As Busse testified, the industry markets AR-15s by telling people they can “use what the Special Forces guys use,” and by getting guns featured in movies and in first-person-shooter video games. Busse said: “The industry condones frightening marketing that openly partners with domestic terror [organizations] like the Boogaloo Bois, a group that hopes for race wars and wears Hawaiian shirts."

And the committee’s report does show how one company sells an AR-15 adorned in a Hawaiian shirt pattern, called the “Big Igloo Aloha” rifle. “Big Igloo” is a social media variation of “Boogaloo.”

All this adds up to an industry that quite consciously markets its products not as a way to responsibly defend your home, but as an instrument of murder and mayhem.

Given that the idea of an assault weapons ban is quite popular, one might think it would have a chance of being enacted, especially considering the seemingly endless number of mass shootings involving AR-15-style weapons.

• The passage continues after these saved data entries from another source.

PR #1958, opened 2026-03-10
[C] Improve loss detection and recovery

zyulyaev:
Currently Aeron detects and recovers a single loss at a time. This works well enough for low-latency low-loss networks. However in case of long-range WAN connections and loss spikes it takes a lot of time to recover multiple losses. 
In our system we have a connection with RTT ~250ms, and lately we've been experiencing spikes to 5-10% packet loss. Such scenario completely freezes Aeron connections for several seconds.

This PR makes Aeron detects and request retransmission for all gaps instead of the closest one.


vyazelenko:
@zyulyaev Aeron was designed for low loss networks and can comfortably operate with loss way below one percent (e.g. 0.1%). Other protocols such as TCP are better suited for high loss congested networks. Improving loss recovery, while addressing some of the issues, won't solve the fundamental problems. Therefore we believe a better solution will be to add a TCP transport to Aeron which we have plans for on our future roadmap.

PR #1963, opened 2026-03-17
Stop Consensus Module Agent on Clustered Service start failure

marc-adaptive:


aeron-cluster/src/main/java/io/aeron/cluster/service/ClusteredServiceAgent.java
```diff
@@ -768,28 +768,47 @@ private void recoverState(final CountersReader counters)
...
-        while (!consensusModuleProxy.ack(logPosition, clusterTime, id, aeron.clientId(), serviceId))
+        final long relevantId = (null == exception) ? aeron.clientId() : NULL_VALUE;
+        while (!consensusModuleProxy.ack(logPosition, clusterTime, id, relevantId, serviceId))
         {
             idle();
         }
+
+        if (null != exception)
+        {
+            final String message = "failed to load for service=" + ctx.serviceId() +
```
vyazelenko, line 805: `failed to load for service` a word is missing (i.e. `state` or `snapshot`)?

marc-adaptive: It can fail for variety of reasons - find recordingId from recovery counter, archive/aeron client calls, snapshot, or potential service onStart logic. Unsure of the best wording - will change to better wording in next day or so

PR #606, opened 2023-04-07
Improve `max_pool2d_with_indices` | fix(atenlib)

justinchuby:
Fix typing annotation to be compatible with python 3.8, because `tuple[]` cannot be a generic type until 3.9. Also updated the aten name to match the signature


titaiwangms (approved):
Thanks!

But even if it could pass Congress — a difficult proposition at best given lockstep Republican opposition — the industry and its GOP allies have an insurance policy.

To people throughout most of the world, the idea that, in the United States, almost anyone can walk into a store and walk out with a military-style rifle is insane. But gun advocates have created facts on the ground ensuring that this reality cannot be undone.

First, consider the politics. As Busse noted, it was only after the assault weapons ban included in the 1994 crime bill expired in 2004 that gun manufacturers realized the riches that awaited them if they got into the AR-15 business. While before only a few companies produced these guns, today, around 500 such companies do. By some estimates as many as 24 million AR-15-type weapons are now in circulation.

Which means a ban on new manufacturing and sales would have a limited effect — and you can forget about confiscating ones people already own. The industry used its marketing and sales acumen to create an AR-15 constituency where one hadn’t existed before.

And the very madness of a society in which these weapons are so common is now being used as a legal justification for why they must stay common.

In District of Columbia v. Heller, the 2008 case that created an individual right to own guns in D.C., Justice Antonin Scalia homed in on a single line from a 1939 case about Revolution-era militia members having weapons “in common use at the time.” Scalia elevated this to a standard for use in the future to judge whether a particular weapon must be protected, even though military-style weapons were not at issue in that particular case.

Nor were they at issue in the recent decision in New York State Rifle & Pistol Association v. Bruen that struck down laws restricting people carrying guns outside the home. But Justice Clarence Thomas’s majority opinion mentioned the phrase “common use” five separate times.

This is how the facts on the ground now work. The gun industry has made the AR-15 “common.” Therefore, no matter how many children are slaughtered with it, that means it must enjoy constitutional protection.

One hears this argument often within the gun world. You see it during an exchange during a Judiciary Committee debate over the assault weapons ban. “Would anyone on the other side dispute that this bill would ban weapons that are in common use in the United States today?” asked Rep. Dan Bishop (R-N.C.). “That’s the point of the bill,” answered the chair, Rep. Jerrold Nadler (D-N.Y.). “The problem is they’re in common use.”

To gun advocates, that’s case closed: AR-15s are common, so they can’t be banned. While the Supreme Court’s conservatives have yet to apply this interpretation of the Second Amendment to AR-15s specifically, the gun industry and its allies clearly think that’s where the justices will come down.

So the more AR-15s are sold, the harder it will be politically to ban them, and perhaps legally as well. The result will be an increasing cycle of violence and intimidation.

“No one from the industry is going to stop it,” Busse testified. “And it’s going to get much worse.”